То, наконец, стоит на ринге, осыпаемый градом ударов, и противник моложе и сильнее, и оба глаза заплыли, и руки точно налиты свинцом, и зрители свистят, требуют прикончить его, наконец, а в каждой презрительной паре глаз без труда читается: «The Mistake of Creation»!»
Последнее, что видит чертовски везучий сукин сын, – портрет Мистера Дж. на стене. Только почему-то на нем неправильный Мистер Дж.: без очков, кустистых бровей, усов и залысин. Зато у него тяжелая нижняя челюсть, оттопыренные уши и залихватский густой чуб, совсем как у сволича Гриффита Чейни. Ба, да это и есть сволич Чейни, прибитый к стене за воротник куртки. Висит и болтает ногами с таким беспечным видом, будто ему страх как удобно.
– Понимаете, старина, дело ведь не в деньгах и не в портрете, – произносит Чейни. – Да и не в свободе, хотя какие вы, к черту , свободные личности – смех один! Просто у холмов одни боги, у долин – другие, и с этим, увы, ничего не поделаешь. «Goodbye, Jack»…

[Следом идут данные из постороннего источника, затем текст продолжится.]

PR #219, opened 2021-09-30
⚠️ syncer: clean opaqued keys before construct super cluster object

zhuangqh:

prevent tenant from using super cluster annotation/labels

Fixes #

### DIFF
--- a/virtualcluster/pkg/syncer/conversion/helper.go
+++ b/virtualcluster/pkg/syncer/conversion/helper.go
@@ -25,22 +25,25 @@ import (
 	"fmt"
 	"strings"
 
-	"k8s.io/apiextensions-apiserver/pkg/apis/apiextensions/v1beta1"
-
 	"github.com/pkg/errors"
 	v1 "k8s.io/api/core/v1"
 	v1scheduling "k8s.io/api/scheduling/v1"
 	storagev1 "k8s.io/api/storage/v1"
+	"k8s.io/apiextensions-apiserver/pkg/apis/apiextensions/v1beta1"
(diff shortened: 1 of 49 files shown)


virtualcluster/pkg/syncer/conversion/helper.go
```diff
@@ -163,7 +192,28 @@ func BuildMetadata(cluster, vcns, vcname, targetNamespace string, obj client.Obj
...
-func BuildSuperMasterNamespace(cluster, vcName, vcNamespace, vcUID string, obj client.Object) (client.Object, error) {
+func (c *objectConversion) CleanOpaqueKeys(vc *v1alpha1.VirtualCluster, keyMap map[string]string) {
+	var exceptionsList []string
+	if vc != nil {
+		exceptions := sets.NewString()
+		exceptions.Insert(vc.Spec.OpaqueMetaPrefixes...)
+		exceptions.Insert(constants.DefaultOpaqueMetaPrefix, constants.DefaultTransparentMetaPrefix)
+		exceptionsList = exceptions.UnsortedList()
+	}
+
```
Fei-Guo, line 192: Should we check the length of the list and return directly if it is 0 (although in practice it is not 0)?

zhuangqh: we should also check the opaquedomain here, cannot directly return even if exceptionlist is 0

Fei-Guo:
Most of the code changes are refactoring changes. The added logic makes sense for preventing tenant from abusing certain keys maintained by the super cluster.

/lgtm
/approve

PR #223, opened 2021-10-13
use namespace as kubeletclient cert cn because vn-agent expects that for kubectl exec

jzhoucliqr:

for kubectl exec/log/port forward, vn-agent needs to know the namespace in supercluster, currently it assumes the kubelet-client cert that virtual apiserver uses have the CN as the namespace, so add this hack to make it work. 

Also removed the flag 'kubelet-certificate-authority' in apiserver args because with that virtual apiserver is trying to validate the cert that vn-agent is using, which will fail because the cert doesn't have the pod IP as SAN. 

Fixes #

### DIFF
--- a/controlplane/nested/certificate/helpers.go
+++ b/controlplane/nested/certificate/helpers.go
@@ -75,10 +75,12 @@ func NewAPIServerCrtAndKey(ca *KeyPair, clusterName, clusterDomainArg, apiserver
 
 // NewAPIServerKubeletClientCertAndKey creates certificate for the apiservers to connect to the
 // kubelets securely, signed by the ca.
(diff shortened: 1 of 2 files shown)


christopherhein:
What do we want/need to do with this PR @jzhoucliqr and @charleszheng44 ?

christopherhein:
@jzhoucliqr would you be able to still rebase this, sorry for the super long delay but this PR makes sense to me.

jzhoucliqr:
> @jzhoucliqr would you be able to still rebase this, sorry for the super long delay but this PR makes sense to me.

Rebased. Yeah It's a long time. Almost forgot about this.

christopherhein:
thank you and sorry! @jzhoucliqr 

/lgtm
/approve

PR #226, opened 2021-10-15
:book: Add Q&A to explain the difference between Loft vCluster and VirtualCluster

Fei-Guo:
VirtualCluster

Since the question is being frequently asked, let me add the answer to the Q&A section.

### DIFF
--- a/virtualcluster/README.md
+++ b/virtualcluster/README.md
@@ -111,6 +111,24 @@ maintains the one to one mapping between a virtual node in tenant control plane 
 in the super cluster. It preserves the Kubernetes API compatibility as closely as possible. Additionally, 
 it provides fair queuing to mitigate tenant contention.
 
+### Q: What is the difference between VirtualCluster and Loft vCluster?
+
+Although VirtualCluster and vCluster share similar architecture such that each tenant is given
+a dedicated control plane to achieve strong isolation, their target use cases are different.
+The difference leads to divergent implementations which impact API compatibility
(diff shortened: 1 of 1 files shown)


LukasGentele:
@Fei-Guo As mentioned in the comments above, there definitely are a few differences but the n:n vs n:1 namespace translation is the core architectural difference and I think that should be clearly articulated but I think both approaches are valid architectural choices whereas this document suggests that n:1 namespace translation has API "compatibility issues" which is not correct. n:1 namespace translation can cover everything that n:n namespace translation does, it just requires additional rewriting within the syncer for things that have a namespace selector, for example.

Another notable difference is k8s vs k3s as API server / control plane. While we plan to add k8s itself in vcluster, currently it's only k3s.

I think some of the differences may disappear over time when projects expand or they may get larger depending on where things are heading and I agree with you that that's not really an issue. I assume there will be a lot more virtual cluster implementations in the future just like there are multiple policy engines, storage backends and network plugins for kubernetes. I mean that's a sign of a healthy ecosystem and probably the biggest achievement of k8s and the CNCF to allow for all of these parallel solutions to exist and thrive and to allow that everyone can pick and choose what works best for them and for their use cases.

Fei-Guo:
Fair enough. I will close the PR since we should not judge which implementation is better given that two implementations provide the same user experience.  Good to hear your progress on resolving the compatibility issues. 

As you may know, VirtualCluster is shifting the focus to multiple super cluster support/management and we have no plan to abstract the syncer layer and I don't see the need neither.

PR #232, opened 2021-11-01
🐛 VC-Syncer - remove check for optional secret Volumes on Pods

### LINKED ISSUE #231: VC-Syncer fails to sync pods with optional secrets

Apply the following to a virtual cluster:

* * *Письмо написано на настоящей бумаге настоящими чернилами и потому чертовски немало стоит само по себе. Оно лежит во внутреннем кармане комбинезона Лестера, но его совсем не обязательно доставать, чтобы освежить в памяти содержимое:
...«Дорогой товарищ!
Прежде всего, спасибо Вам огромное, не ожидал. Когда Вы не моргнув глазом выдавали названия вроде Road-Kids and Gay-Cats и A Little Account with Swithin Hall, я даже начинал сомневаться в исходе нашей дуэли. Впрочем, Вы ведь проиграли вовсе не из-за того, кто я такой на самом деле. Просто если отнять у моих героев мотивацию их борьбы, жажду справедливости, презрение опасности и даже смерти самой ради благородной надежды хоть чуточку приблизить царство свободы, равенства и братства во всем мире (или во всех мирах, если Вам угодно), то что от них останется? Мертвые оболочки, мертвые названия, мертвые своличи, Вы уж не обижайтесь на меня, пожалуйста, за такое сравнение. Видите, мне даже смерти показалось недостаточно, чтобы успокоиться и почивать на лаврах, когда в мире (а уж тем более – мирах) продолжает твориться такое. Да Вы ведь и сами все лучше меня знаете…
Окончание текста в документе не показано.